== DATA

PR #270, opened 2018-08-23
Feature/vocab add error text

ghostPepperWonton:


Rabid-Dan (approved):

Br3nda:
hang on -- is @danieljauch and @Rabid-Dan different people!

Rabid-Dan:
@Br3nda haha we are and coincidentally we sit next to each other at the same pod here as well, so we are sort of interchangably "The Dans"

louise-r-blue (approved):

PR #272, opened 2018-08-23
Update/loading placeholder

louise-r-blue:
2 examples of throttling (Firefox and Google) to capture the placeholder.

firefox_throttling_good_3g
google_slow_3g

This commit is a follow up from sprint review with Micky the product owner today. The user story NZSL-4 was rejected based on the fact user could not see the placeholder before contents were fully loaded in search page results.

====
== DATA

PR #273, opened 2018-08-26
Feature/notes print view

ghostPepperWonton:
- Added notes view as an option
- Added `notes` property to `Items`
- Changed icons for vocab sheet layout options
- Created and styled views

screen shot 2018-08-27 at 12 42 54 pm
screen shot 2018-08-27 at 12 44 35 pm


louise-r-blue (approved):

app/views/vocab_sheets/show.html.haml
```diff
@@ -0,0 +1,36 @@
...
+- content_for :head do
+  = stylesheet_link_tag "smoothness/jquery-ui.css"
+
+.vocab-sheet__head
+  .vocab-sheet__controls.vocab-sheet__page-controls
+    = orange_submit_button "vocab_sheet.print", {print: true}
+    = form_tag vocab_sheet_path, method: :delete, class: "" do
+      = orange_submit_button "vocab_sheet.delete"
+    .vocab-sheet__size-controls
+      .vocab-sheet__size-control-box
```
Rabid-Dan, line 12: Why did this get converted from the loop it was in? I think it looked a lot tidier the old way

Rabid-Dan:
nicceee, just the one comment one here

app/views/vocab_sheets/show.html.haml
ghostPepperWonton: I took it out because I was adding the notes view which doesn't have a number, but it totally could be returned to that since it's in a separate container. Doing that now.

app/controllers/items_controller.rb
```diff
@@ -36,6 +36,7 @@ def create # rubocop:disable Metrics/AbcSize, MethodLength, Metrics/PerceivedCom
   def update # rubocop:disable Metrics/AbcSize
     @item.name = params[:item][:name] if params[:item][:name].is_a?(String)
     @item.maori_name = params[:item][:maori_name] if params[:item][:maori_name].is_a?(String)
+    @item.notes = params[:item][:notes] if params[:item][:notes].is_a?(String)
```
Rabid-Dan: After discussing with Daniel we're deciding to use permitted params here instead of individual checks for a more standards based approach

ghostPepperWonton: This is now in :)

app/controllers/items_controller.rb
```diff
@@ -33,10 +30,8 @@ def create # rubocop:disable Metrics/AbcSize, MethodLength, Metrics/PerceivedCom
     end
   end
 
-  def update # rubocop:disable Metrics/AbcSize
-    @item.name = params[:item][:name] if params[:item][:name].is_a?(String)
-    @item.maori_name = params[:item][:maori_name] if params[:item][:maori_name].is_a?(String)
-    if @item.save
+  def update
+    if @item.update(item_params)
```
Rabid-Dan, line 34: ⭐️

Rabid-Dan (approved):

====

#### WORK INSTRUCTIONS:
Reproduce all lines from the records above that include the word "MethodLength".

#### TASK OUTPUT:
@@ -36,6 +36,7 @@ def create # rubocop:disable Metrics/AbcSize, MethodLength, Metrics/PerceivedCom
@@ -33,10 +30,8 @@ def create # rubocop:disable Metrics/AbcSize, MethodLength, Metrics/PerceivedCom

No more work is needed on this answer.